That's the question posed—in both a moral and a logistic sense—by the new sci-fi film MOON, directed by Duncan Jones (the son of musician David Bowie), which opens in New York City and Los Angeles this week.
The movie's protagonist—and essentially the only character who ever appears on camera—is Sam Bell (played by Sam Rockwell), a man nearing the end of a three-year contract staffing a moon base devoted to mining helium 3 for use back home.

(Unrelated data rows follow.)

PR #3756, opened 2023-08-24
add task solution moyo header

Kuper18:
Hi! Here is my solution!

demo link https://kuper18.github.io/layout_moyo-header/


StasSokolov (approved):
Good job👍 i'm approving it)

PR #3782, opened 2023-09-02
add task solution

OlegPopovych:
https://OlegPopovych.github.io/layout_moyo-header/
https://OlegPopovych.github.io/layout_moyo-header/report/html_report/

### DIFF
--- a/src/index.html
+++ b/src/index.html
@@ -3,12 +3,57 @@
   <head>
     <meta charset="UTF-8">
     <meta name="viewport"
-          content="width=device-width, user-scalable=no, initial-scale=1.0, maximum-scale=1.0, minimum-scale=1.0">
+      content="width=device-width, user-scalable=no, initial-scale=1.0, maximum-scale=1.0, minimum-scale=1.0">
     <meta http-equiv="X-UA-Compatible" content="ie=edge">
     <title>Moyo header</title>
     <link rel="stylesheet" href="./style.css">
+    <link rel="preconnect" href="https://fonts.googleapis.com">
+    <link
+      rel="preconnect"
+      href="https://fonts.gstatic.com"
+      crossorigin = "anonymous">
+    <link href="https://fonts.googleapis.com/css2?family=Roboto:wght@500&display=swap" rel="stylesheet">
   </head>
   <body>
-    <h1>Moyo header</h1>
+    <header class="header">
+      <a href="#home" class="logo">
+        <img
+          src="./images/logo.png"
+          alt="logo"
+          class="logo__link">
+      </a>
+      <nav class="nav">
+        <ul class="nav__list">
+          <li class="nav__item">
+            <a href="#apple" class="nav__link is-active">Apple</a>
+          </li>
+          <li class="nav__item">
+            <a href="#samsung" class="nav__link">Samsung</a>
+          </li>
+          <li class="nav__item">
+            <a href="#smartphones" class="nav__link">Smartphones</a>
+          </li>
+          <li class="nav__item">
+            <a
+              href="#laptopsandcomputers"
+              class="nav__link"
+              data-qa="hover"
+            >Laptops & Computers</a>
+          </li>
+          <li class="nav__item">
+            <a href="#gadgets" class="nav__link">Gadgets</a>
+          </li>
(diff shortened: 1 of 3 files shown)


src/index.html
```diff
@@ -3,12 +3,57 @@
...
+      crossorigin = "anonymous">
+    <link href="https://fonts.googleapis.com/css2?family=Roboto:wght@500&display=swap" rel="stylesheet">
   </head>
   <body>
-    <h1>Moyo header</h1>
+    <header class="header">
+      <a href="#home" class="logo">
+        <img
+          src="./images/logo.png"
+          alt="logo"
```
superpooperxxx, line 22: I would suggest getting used to write some more descriptive `alt`, what do you think about adding the name of the company logo represents ?

src/index.html
```diff
@@ -3,12 +3,57 @@
...
+          </li>
+          <li class="nav__item">
+            <a href="#smartphones" class="nav__link">Smartphones</a>
+          </li>
+          <li class="nav__item">
+            <a
+              href="#laptopsandcomputers"
+              class="nav__link"
+              data-qa="hover"
+            >Laptops & Computers</a>
```
superpooperxxx, line 41: Good job, on keeping your code tight, but small fix to this is needed:
```
<a
  href="#laptopsandcomputers"
  class="nav__link"
  data-qa="hover"
>
  Laptops & Computers
</a>
```

src/style.css
```diff
@@ -1,3 +1,63 @@
 body {
   margin: 0;
+  font-family: Roboto, sans-serif;
+  --color-blue: #00acdc;
+  --gap: 20px;
```
superpooperxxx, line 5: Usually it is better to define CSS variables inside `:root` or `html` selectors, it is not a mistake though, just a recommendation. The same for `font-family`

src/style.css
```diff
@@ -1,3 +1,63 @@
...
+
+.header {
+  display: flex;
+  justify-content: space-between;
+  padding: 0 50px;
+}
+
+.logo {
+  width: 40px;
+  height: 40px;
```
superpooperxxx, line 16: Setting `width` and `height` on inline element is redundant. Try turning off those styles in browser dev tools.

src/style.css
```diff
@@ -1,3 +1,63 @@
...
+  margin: auto 0;
+}
+
+.nav__list {
+  padding: 0;
+  margin: 0;
+  list-style: none;
+  display: flex;
+  align-items: stretch;
```
superpooperxxx, line 25: This is a default value for `align-items` property, no need to specify it explicitly.

src/style.css
```diff
@@ -1,3 +1,63 @@
...
+}
+
+.nav__item {
+  display: flex;
```
superpooperxxx, line 29: Are you sure you need this line ?

superpooperxxx (changes requested):
Good job, on making this task. Overall looks really good🔥 Added some comments to improve.
Also general suggestion is moving all 'reseting styles' to the top, e.g. reseting of padding or margins, etc.

src/style.css
OlegPopovych: Yeah, it is not necessary

src/style.css
OlegPopovych: Yeah, it is not necessary

src/index.html
OlegPopovych: I've had some doubts about this. Thanks

src/index.html
OlegPopovych: Yes. It looks much better

src/style.css
OlegPopovych: Thanks, it's better practice

src/style.css
OlegPopovych: Without this parameter area above and below text isn't clickable

src/style.css
OlegPopovych: Interesting thing,   "margin: 0;" don't works into :root

vasylmiskiv: Cause :root doesn't have any wrappers for margins

vasylmiskiv (approved):
GJ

In this not-too-distant future, nuclear fusion of helium 3, a light isotope of the familiar element, supplies 70 percent of the world's energy, and bases such as Sarang, on the far side of the moon, keep the reactors fueled. (In reality, productive fusion of any kind for energy generation has proved elusive, with the international ITER project recently experiencing setbacks.)

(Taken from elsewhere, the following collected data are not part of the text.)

PR #3786, opened 2023-09-03
add task solution

koros-rk:
- [DEMO LINK](https://koros-rk.github.io/layout_moyo-header/)
- [TEST REPORT LINK](https://koros-rk.github.io/layout_moyo-header/report/html_report/)

### DIFF
--- a/src/index.html
+++ b/src/index.html
@@ -7,8 +7,55 @@
     <meta http-equiv="X-UA-Compatible" content="ie=edge">
     <title>Moyo header</title>
     <link rel="stylesheet" href="./style.css">
+    <link rel="preconnect" href="https://fonts.googleapis.com">
+    <link rel="preconnect" href="https://fonts.gstatic.com">
+    <link href="https://fonts.googleapis.com/css2?family=Roboto:wght@400;500;700&display=swap" rel="stylesheet">
   </head>
   <body>
-    <h1>Moyo header</h1>
+    <header class="container">
+
+      <a href="#home" class="logo">
+        <img src="images/logo.png" alt="MOYO">
+      </a>
+
+      <nav class="nav">
+        <ul class="nav__list">
+          <li class="nav__item">
+            <a href="#" class="nav__link is-active">Apple</a>
+          </li>
+
+          <li class="nav__item">
+            <a href="#" class="nav__link">Samsung</a>
+          </li>
+
+          <li class="nav__item">
+            <a href="#" class="nav__link">Smartphones</a>
+          </li>
+
+          <li class="nav__item">
+            <a href="#" class="nav__link"
+            data-qa="hover">Laptops & Computers</a>
+          </li>
+
+          <li class="nav__item">
+            <a href="#" class="nav__link">Gadgets</a>
+          </li>
+
+          <li class="nav__item">
+            <a href="#" class="nav__link">Tablets</a>
+          </li>
+
+          <li class="nav__item">
+            <a href="#" class="nav__link">Photo</a>
+          </li>
+
+          <li class="nav__item">
+            <a href="#" class="nav__link">Video</a>
+          </li>
+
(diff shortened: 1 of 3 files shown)


src/index.html
```diff
@@ -7,8 +7,55 @@
...
+          </li>
+
+          <li class="nav__item">
+            <a href="#" class="nav__link">Smartphones</a>
+          </li>
+
+          <li class="nav__item">
+            <a href="#" class="nav__link"
+            data-qa="hover">Laptops & Computers</a>
+          </li>
```
superpooperxxx, line 38: The formatting should look like this:
```
<li class="nav__item">
  <a
    href="#"
    class="nav__link"
    data-qa="hover"
  >
    Laptops & Computers
  </a>
</li>
```

src/index.html
```diff
@@ -7,8 +7,55 @@
...
     <title>Moyo header</title>
     <link rel="stylesheet" href="./style.css">
+    <link rel="preconnect" href="https://fonts.googleapis.com">
+    <link rel="preconnect" href="https://fonts.gstatic.com">
+    <link href="https://fonts.googleapis.com/css2?family=Roboto:wght@400;500;700&display=swap" rel="stylesheet">
   </head>
   <body>
-    <h1>Moyo header</h1>
+    <header class="container">
+
```
superpooperxxx, line 16: I like that you add spaces, but it is common practice to add them only between siblings elements not between parent and child

src/style.css
```diff
@@ -1,3 +1,71 @@
-body {
+html body {
   margin: 0;
+  padding: 0;
+  font-family: "Roboto", sans-serif;
+  --text-active: hsl(193, 100%, 43%);
+}
```
superpooperxxx, line 6: 1. Not sure why you refer to body selector like this `html body`, it can be just body
2. CSS variables and global font styles are usually written inside `:root` or `html` selectors (this is just a common practice not an obligation).

src/style.css
```diff
@@ -1,3 +1,71 @@
...
+
+.container {
+  display: flex;
+  flex-direction: row;
```
superpooperxxx, line 10: This is a default value for `flex-direction`, no need to specify it explicitly.

src/style.css
```diff
@@ -1,3 +1,71 @@
...
+  justify-content: space-between;
+  align-items: center;
+}
+
+.logo {
+  height: 40px;
+  width: 40px;
```
superpooperxxx, line 17: <a> is an inline element by default, so specifying `width` and `height` on it doesn't do anything. Try turning off those styles in browser dev tools.

src/style.css
```diff
@@ -1,3 +1,71 @@
...
+  margin-left: 50px;
+}
+
+.nav {
+  margin-right: 50px;
+}
```
superpooperxxx, line 23: I suggest adding padding to `header` class.

src/style.css
```diff
@@ -1,3 +1,71 @@
...
+
+.nav__item {
+  display: block;
```
superpooperxxx, line 26: Redundant styles.

src/style.css
```diff
@@ -1,3 +1,71 @@
...
+  margin-left: 20px;
+}
+
+.nav__list {
+  margin: 0;
+  padding: 0;
+  display: flex;
+  flex-direction: row;
+  list-style: none;
```
superpooperxxx, line 35: I suggest separating the `reset` styles from other. Try writing it above as:
```
ul {
  padding: 0;
  margin: 0;
  list-style: none;
}
```
Do the same for every reset styles

superpooperxxx (changes requested):
Overall good job🔥, just some improvements to write cleaner code🤗

33Orange (approved):

33Orange (approved):
Good job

His only companion at the Lunar Industries base is a HAL-esque machine, an intelligent but distinctly non-humanoid robot called Gerty (voiced by Kevin Spacey). Bell's lonely predicament aside, the prospect of a relatively nearby source of clean fuel would be awfully appealing, were it real.
As it turns out, the film depicts a vision quite close to what some researchers describe as a powerful—if extremely difficult—solution to our energy woes.
Gerald Kulcinski, a nuclear engineer and director of the Fusion Technology Institute at the University of Wisconsin–Madison, has been researching the possibility of mining the moon's helium 3 for decades. He is, along with Apollo 17 astronaut Harrison Schmitt, one of the concept's most prominent advocates. (Schmitt wrote an article for Popular Mechanics in 2004 that describes a harvesting operation much like the one Bell manages at Sarang.)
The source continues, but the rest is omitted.